EXERCISE MATERIAL:
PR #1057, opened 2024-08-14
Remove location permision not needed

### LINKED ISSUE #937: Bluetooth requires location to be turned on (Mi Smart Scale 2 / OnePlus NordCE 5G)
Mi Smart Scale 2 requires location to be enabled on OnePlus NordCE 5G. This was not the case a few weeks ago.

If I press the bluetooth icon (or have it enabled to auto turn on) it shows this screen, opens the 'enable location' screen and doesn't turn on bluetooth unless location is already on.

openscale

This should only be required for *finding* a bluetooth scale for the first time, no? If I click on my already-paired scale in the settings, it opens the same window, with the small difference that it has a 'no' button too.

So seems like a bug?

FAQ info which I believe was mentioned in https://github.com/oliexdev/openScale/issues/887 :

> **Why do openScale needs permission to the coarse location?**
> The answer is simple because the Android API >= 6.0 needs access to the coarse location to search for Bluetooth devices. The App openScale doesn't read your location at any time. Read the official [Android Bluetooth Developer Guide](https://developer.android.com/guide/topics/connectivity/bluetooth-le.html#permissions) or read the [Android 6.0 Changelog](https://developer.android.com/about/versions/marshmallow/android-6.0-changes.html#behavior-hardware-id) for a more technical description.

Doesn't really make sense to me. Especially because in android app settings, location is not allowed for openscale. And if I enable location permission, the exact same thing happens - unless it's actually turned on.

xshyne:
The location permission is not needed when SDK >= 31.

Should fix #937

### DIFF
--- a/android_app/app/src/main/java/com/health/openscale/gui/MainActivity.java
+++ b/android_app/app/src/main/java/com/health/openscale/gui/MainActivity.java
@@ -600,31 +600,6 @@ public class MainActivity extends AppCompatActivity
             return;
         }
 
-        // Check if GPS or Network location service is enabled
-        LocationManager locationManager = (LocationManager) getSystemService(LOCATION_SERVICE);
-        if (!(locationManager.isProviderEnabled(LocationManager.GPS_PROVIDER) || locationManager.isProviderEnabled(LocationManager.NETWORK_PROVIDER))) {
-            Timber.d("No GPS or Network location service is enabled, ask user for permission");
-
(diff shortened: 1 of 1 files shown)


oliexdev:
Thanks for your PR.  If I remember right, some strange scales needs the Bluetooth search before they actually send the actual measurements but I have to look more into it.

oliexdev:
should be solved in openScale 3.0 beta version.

* * *

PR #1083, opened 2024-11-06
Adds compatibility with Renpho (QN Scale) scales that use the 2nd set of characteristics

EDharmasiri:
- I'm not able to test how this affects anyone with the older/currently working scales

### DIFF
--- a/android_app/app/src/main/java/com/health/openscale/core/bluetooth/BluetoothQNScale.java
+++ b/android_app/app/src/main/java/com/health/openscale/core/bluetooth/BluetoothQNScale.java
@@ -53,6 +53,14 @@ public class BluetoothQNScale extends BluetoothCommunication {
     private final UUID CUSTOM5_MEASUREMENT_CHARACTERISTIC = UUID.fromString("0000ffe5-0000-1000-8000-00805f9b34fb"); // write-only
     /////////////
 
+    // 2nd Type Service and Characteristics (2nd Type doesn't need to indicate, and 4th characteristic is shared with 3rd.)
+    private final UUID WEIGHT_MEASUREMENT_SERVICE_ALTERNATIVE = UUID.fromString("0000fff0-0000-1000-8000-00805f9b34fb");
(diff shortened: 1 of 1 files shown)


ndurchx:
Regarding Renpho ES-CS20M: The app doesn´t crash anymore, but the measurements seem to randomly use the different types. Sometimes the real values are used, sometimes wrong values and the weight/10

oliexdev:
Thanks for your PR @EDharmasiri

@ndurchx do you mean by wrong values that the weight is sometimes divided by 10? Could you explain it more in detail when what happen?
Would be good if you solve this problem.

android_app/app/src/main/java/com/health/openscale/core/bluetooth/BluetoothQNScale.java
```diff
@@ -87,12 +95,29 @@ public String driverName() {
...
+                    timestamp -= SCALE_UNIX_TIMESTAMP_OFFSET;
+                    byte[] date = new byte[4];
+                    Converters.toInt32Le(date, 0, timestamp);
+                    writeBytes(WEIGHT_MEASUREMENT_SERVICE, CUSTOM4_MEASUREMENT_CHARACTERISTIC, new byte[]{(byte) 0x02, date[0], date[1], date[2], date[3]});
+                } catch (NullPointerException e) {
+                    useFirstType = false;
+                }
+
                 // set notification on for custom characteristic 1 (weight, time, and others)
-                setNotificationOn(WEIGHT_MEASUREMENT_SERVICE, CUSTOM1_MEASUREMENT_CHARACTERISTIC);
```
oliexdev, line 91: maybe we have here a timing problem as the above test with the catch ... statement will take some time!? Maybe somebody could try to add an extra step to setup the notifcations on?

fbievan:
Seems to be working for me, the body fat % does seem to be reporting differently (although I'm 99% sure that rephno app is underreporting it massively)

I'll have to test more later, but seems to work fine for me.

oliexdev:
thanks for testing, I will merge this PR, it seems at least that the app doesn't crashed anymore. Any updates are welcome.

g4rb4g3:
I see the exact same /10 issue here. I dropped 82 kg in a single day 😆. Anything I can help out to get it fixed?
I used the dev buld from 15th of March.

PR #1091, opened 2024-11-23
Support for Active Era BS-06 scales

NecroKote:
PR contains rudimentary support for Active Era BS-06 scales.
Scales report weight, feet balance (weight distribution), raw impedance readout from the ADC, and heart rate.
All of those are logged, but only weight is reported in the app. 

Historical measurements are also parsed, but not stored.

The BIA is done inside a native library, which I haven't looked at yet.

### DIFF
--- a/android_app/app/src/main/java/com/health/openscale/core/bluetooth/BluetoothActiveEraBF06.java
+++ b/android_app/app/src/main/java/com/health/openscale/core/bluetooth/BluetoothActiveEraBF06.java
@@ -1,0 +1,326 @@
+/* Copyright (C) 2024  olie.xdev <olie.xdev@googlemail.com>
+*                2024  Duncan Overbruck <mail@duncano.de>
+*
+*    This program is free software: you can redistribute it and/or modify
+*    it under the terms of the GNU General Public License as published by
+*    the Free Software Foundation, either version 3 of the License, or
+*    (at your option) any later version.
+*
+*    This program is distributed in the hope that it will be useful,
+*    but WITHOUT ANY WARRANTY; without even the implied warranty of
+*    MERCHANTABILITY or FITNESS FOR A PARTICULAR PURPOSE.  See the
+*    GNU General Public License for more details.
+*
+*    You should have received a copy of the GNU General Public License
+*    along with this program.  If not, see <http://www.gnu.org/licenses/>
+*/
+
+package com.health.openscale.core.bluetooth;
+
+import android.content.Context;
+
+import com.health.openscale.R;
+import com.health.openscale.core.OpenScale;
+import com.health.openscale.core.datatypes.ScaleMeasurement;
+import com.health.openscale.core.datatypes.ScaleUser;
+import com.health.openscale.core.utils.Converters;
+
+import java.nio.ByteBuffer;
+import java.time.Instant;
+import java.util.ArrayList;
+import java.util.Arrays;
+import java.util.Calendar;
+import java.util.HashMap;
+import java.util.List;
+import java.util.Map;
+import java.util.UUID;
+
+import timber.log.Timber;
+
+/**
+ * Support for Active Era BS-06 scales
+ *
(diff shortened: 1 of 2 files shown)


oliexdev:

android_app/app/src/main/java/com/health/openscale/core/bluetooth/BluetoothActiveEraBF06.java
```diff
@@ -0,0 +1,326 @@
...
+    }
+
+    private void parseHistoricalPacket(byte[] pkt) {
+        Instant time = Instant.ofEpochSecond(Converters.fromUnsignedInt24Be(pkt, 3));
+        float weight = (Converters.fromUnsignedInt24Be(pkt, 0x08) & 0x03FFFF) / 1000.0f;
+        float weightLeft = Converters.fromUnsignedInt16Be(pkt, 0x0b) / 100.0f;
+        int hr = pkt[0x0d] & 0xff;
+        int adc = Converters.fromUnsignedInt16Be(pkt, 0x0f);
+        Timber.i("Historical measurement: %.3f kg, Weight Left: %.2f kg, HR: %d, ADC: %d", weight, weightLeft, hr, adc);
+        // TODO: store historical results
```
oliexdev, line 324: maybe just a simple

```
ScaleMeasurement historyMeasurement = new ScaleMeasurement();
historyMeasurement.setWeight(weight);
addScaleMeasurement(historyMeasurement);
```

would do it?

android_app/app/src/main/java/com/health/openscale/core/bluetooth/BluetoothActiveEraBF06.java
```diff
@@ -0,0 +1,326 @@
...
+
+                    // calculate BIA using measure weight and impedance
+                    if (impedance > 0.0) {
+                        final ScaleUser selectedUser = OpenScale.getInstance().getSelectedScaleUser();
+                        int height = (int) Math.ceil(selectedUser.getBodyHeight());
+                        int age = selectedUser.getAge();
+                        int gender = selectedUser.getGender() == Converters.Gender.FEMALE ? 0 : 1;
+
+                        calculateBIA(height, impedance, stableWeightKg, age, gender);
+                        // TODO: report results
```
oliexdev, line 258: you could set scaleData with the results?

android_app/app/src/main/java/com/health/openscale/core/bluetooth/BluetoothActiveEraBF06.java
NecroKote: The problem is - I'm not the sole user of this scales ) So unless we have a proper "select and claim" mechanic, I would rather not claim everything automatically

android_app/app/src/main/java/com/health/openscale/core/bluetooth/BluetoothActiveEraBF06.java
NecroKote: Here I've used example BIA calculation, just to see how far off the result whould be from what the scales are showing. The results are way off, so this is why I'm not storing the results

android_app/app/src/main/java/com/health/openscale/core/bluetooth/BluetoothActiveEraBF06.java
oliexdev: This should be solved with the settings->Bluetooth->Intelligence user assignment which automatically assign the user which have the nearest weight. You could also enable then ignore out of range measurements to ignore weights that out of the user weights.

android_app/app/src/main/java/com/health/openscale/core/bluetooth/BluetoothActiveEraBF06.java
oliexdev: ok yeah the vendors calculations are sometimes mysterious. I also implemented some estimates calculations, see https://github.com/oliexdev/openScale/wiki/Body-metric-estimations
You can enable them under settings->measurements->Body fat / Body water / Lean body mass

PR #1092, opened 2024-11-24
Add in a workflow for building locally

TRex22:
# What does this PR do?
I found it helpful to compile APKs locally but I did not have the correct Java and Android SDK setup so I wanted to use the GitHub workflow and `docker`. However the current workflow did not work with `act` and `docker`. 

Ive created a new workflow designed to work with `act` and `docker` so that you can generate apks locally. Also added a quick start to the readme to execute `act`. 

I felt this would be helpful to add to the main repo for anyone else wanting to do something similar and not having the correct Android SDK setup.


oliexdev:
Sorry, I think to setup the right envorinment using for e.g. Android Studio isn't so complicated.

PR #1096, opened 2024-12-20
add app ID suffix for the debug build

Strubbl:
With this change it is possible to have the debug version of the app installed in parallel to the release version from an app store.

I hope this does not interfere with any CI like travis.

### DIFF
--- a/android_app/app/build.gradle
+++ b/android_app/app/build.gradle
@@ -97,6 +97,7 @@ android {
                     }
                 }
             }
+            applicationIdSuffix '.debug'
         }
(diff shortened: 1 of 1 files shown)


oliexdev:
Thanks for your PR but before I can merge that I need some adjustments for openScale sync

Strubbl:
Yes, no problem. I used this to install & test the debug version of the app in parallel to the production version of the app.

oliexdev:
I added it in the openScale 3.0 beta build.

---

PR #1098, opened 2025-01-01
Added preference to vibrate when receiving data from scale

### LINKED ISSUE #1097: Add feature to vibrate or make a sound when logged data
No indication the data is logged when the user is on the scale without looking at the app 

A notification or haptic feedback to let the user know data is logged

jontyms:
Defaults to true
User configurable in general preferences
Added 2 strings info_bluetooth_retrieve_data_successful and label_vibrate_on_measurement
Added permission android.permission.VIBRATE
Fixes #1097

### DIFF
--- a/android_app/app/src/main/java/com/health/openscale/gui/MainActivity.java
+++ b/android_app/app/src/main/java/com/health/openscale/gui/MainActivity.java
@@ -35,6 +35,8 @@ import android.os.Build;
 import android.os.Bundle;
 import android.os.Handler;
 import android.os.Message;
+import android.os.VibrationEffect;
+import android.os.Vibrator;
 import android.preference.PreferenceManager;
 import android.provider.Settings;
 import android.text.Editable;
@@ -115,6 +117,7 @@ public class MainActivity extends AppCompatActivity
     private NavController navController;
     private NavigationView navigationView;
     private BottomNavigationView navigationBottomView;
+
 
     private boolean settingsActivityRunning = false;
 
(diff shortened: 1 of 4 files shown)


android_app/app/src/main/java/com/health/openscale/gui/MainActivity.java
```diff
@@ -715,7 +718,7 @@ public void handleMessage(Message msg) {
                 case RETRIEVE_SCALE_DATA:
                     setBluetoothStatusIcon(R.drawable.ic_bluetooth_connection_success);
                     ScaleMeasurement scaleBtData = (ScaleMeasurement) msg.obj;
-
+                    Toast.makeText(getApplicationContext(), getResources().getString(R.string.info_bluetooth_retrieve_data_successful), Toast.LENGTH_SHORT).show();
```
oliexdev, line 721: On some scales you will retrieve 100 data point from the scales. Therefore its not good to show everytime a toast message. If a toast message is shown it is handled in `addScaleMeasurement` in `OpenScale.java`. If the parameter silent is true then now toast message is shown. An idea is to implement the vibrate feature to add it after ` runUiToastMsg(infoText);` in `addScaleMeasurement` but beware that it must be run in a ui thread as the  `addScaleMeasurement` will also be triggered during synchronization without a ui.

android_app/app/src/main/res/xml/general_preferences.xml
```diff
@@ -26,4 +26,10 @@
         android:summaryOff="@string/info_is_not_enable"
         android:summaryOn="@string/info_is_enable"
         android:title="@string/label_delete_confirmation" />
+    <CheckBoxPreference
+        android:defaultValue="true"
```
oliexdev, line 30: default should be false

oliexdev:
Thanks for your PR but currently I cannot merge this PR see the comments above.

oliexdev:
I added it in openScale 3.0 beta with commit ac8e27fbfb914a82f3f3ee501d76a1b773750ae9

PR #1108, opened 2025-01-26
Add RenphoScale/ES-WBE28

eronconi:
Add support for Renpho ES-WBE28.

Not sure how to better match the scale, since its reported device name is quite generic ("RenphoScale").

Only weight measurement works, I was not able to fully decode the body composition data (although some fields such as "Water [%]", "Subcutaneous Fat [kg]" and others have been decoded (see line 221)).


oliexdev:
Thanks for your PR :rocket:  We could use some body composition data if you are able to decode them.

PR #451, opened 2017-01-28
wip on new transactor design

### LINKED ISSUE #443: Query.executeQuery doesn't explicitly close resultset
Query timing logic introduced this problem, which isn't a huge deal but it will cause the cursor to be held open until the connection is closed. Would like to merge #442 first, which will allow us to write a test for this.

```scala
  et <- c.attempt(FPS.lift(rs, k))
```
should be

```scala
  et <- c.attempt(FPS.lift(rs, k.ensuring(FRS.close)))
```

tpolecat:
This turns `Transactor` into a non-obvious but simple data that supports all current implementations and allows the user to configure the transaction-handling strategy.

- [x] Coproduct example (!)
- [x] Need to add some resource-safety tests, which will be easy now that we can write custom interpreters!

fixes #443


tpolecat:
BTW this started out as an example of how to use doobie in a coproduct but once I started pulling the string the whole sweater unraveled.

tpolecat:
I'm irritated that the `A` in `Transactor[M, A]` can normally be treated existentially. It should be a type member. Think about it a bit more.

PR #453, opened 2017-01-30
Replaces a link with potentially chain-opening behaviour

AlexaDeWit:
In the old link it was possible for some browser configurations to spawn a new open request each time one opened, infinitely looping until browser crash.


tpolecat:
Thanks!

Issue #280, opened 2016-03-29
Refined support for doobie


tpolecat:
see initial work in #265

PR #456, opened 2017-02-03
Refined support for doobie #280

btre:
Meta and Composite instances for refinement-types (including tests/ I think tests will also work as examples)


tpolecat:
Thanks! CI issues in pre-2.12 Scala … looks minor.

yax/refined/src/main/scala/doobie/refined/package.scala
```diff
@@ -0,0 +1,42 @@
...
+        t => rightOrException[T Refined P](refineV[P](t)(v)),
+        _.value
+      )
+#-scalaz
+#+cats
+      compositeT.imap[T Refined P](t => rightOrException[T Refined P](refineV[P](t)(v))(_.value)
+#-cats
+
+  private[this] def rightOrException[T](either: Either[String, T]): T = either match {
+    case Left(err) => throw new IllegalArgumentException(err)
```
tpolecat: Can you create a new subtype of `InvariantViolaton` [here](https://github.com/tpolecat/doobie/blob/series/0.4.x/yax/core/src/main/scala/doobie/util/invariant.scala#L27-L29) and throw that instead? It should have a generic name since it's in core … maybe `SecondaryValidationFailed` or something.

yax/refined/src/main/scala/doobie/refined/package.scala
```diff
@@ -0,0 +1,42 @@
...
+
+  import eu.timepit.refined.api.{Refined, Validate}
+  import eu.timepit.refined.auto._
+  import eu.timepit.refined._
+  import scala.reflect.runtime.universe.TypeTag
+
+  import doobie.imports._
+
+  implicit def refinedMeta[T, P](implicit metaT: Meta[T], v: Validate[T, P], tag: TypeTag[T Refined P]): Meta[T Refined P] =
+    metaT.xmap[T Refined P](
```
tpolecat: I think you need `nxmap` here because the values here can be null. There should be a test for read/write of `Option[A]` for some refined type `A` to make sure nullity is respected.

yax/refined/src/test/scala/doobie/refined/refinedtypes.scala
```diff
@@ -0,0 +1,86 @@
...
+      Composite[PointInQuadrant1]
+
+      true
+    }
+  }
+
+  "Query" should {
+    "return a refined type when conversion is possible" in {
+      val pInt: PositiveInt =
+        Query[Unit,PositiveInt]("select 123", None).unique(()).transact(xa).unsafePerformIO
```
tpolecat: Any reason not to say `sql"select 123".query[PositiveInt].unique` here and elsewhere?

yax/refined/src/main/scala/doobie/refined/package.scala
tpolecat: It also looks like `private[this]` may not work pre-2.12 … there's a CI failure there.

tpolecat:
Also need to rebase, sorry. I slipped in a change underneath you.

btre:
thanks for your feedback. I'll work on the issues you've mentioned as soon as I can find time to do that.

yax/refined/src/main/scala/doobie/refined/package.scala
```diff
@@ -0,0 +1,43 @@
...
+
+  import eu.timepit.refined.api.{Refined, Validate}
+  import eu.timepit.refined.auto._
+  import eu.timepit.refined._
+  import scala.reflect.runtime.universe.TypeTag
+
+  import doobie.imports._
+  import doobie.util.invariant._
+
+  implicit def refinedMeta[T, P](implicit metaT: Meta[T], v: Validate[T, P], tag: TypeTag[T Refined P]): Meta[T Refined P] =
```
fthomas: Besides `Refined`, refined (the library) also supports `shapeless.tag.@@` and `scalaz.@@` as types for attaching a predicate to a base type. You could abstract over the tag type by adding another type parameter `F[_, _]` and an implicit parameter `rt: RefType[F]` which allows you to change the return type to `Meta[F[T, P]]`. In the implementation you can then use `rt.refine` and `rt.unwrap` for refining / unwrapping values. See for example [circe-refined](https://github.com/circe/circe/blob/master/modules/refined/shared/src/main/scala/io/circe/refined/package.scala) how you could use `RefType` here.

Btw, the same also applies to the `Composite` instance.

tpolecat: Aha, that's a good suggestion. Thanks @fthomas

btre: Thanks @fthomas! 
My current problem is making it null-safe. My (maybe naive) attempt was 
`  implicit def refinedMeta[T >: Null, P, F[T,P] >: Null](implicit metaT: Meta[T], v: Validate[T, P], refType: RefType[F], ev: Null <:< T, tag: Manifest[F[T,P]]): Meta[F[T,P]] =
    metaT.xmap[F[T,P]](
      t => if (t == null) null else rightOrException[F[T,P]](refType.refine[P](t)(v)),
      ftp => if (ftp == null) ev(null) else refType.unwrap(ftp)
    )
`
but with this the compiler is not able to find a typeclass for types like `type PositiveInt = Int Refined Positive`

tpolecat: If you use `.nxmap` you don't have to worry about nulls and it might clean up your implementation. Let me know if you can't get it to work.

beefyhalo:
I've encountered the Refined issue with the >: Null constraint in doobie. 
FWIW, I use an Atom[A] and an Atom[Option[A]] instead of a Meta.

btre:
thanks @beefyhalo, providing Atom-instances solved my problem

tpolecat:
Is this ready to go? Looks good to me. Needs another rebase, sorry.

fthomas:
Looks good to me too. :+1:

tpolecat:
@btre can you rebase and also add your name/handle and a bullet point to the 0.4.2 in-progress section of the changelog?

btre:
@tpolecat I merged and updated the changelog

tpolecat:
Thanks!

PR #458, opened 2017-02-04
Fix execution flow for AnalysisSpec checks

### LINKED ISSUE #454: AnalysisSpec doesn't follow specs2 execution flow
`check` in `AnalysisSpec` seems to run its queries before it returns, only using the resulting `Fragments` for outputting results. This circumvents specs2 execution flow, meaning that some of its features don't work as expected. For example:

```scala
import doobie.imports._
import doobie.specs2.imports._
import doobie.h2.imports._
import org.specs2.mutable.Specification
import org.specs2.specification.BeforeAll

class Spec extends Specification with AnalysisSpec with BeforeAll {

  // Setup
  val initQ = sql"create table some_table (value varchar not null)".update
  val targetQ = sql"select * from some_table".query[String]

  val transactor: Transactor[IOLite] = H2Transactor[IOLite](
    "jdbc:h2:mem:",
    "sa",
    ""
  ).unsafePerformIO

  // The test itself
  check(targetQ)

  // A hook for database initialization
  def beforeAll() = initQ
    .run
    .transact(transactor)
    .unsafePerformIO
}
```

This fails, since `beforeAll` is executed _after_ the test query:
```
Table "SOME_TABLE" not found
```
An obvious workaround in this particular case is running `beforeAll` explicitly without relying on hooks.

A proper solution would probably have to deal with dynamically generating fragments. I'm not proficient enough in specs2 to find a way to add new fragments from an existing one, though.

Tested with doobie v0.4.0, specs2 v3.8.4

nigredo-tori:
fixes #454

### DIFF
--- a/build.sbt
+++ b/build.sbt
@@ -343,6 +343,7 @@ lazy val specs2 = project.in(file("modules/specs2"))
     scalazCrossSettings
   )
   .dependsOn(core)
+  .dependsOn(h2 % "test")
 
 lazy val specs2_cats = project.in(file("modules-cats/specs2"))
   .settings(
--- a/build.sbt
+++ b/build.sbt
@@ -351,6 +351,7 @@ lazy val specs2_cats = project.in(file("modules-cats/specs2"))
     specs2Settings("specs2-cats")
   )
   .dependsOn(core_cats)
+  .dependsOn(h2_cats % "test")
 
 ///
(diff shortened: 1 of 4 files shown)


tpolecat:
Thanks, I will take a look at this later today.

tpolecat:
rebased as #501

TASK DIRECTIONS: Find and copy every line in the entries above where the string "datatypes" occurs.

EXERCISE SOLUTION:
+import com.health.openscale.core.datatypes.ScaleMeasurement;
+import com.health.openscale.core.datatypes.ScaleUser;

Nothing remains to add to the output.